University of Illinois (http://illinois.edu/) teachers J. Rogers and X. Li explored lower-cost techniques to produce thin films of gallium arsenide which also made possible flexibility in the kinds of units they might be integrated into.

If you could minimize considerably the cost of gallium arsenide and other compound semiconductors, then you could expand their range of applications.

Generally, gallium arsenide is transferred in a single thin layer on a small wafer. Either the desired device is created directly on the wafer, or the semiconductor-coated wafer is broken up into chips of the desired size. The Illinois team chose to put in numerous layers of the material on one wafer, making a layered, “pancake” stack of gallium arsenide thin films.

If you grow ten levels in one growth, you simply have to fill the wafer 1 time. If you do this in 10 growths, loading and unloading with temp ramp-up and ramp-down take a lot of time. If you consider what is needed for every growth – the machine, the research, the time, the people – the overhead saving this solution gives is a substantial cost reduction.

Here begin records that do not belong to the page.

PR #1225, opened 2024-02-22
Add error message and continue on failure of bug RHOAIENG-404

manosnoam:
Due to bug RHOAIENG-404 there are arbitrary failures during execution
of `Wait Until Cards Are Loaded` KW in Dashboard tests.
For example:

image

With this PR it continues if the error above occurs, and shows an error message about potential bug RHOAIENG-404, in order not to break arbitrary tests (or tests setup).

### DIFF
--- a/ods_ci/tests/Resources/Page/ODH/ODHDashboard/ODHDashboard.robot
+++ b/ods_ci/tests/Resources/Page/ODH/ODHDashboard/ODHDashboard.robot
@@ -256,8 +256,8 @@ Load Expected Data Of RHODS Explore Section
 
 Wait Until Cards Are Loaded
     [Documentation]    Waits until the Application cards are displayed in the page
-    Wait Until Page Contains Element    xpath:${CARDS_XP}
-    ...    timeout=15s
+    Run Keyword And Continue On Failure    Wait Until Page Contains Element
+    ...    xpath:${CARDS_XP}    timeout=15s    error="This might be caused by bug RHOAIENG-404"
 
 Get App ID From Card
     [Arguments]  ${card_locator}


FedeAlonso (dismissed):

ods_ci/tests/Resources/Page/ODH/ODHDashboard/ODHDashboard.robot
```diff
@@ -109,6 +109,7 @@ Wait for RHODS Dashboard to Load
     IF    ${wait_for_cards} == ${TRUE}
         Wait Until Cards Are Loaded
     END
+    [Teardown]   Run Keyword If Test Failed    Capture Page Screenshot
```
FedeAlonso, line 112: why are we adding this in the Teardowns? Shouldn't be something that has to be done by default if the test fails?

manosnoam: Yes, you're right. But it doesn't capture the screenshot in test setup...
I think it's a bug in RF Selenium Library, so I opened an issue for them: https://github.com/robotframework/SeleniumLibrary/issues/1887

diegolovison (approved):

bdattoma:
This may not solve the issue, discussing offline

ods_ci/tests/Resources/Page/ODH/ODHDashboard/ODHDashboard.robot
manosnoam: I've reverted this change, as it was caused by protected kw that hides screenshots.

bdattoma (approved):

FedeAlonso (approved):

Next the researchers independently peel off the levels and transport them. To complete this, the stacks alternate layers of aluminum arsenide with the gallium arsenide. Bathing the stacks in a solution of acid and an oxidizing agent dissolves the layers of aluminum arsenide, freeing the individual small sheets of gallium arsenide. A soft stamp-like device picks up the layers, just one at a time from the top down, for exchange to one other substrate – glass, plastic-type or silicon, based on the application. Next the wafer can be used again for an additional growth.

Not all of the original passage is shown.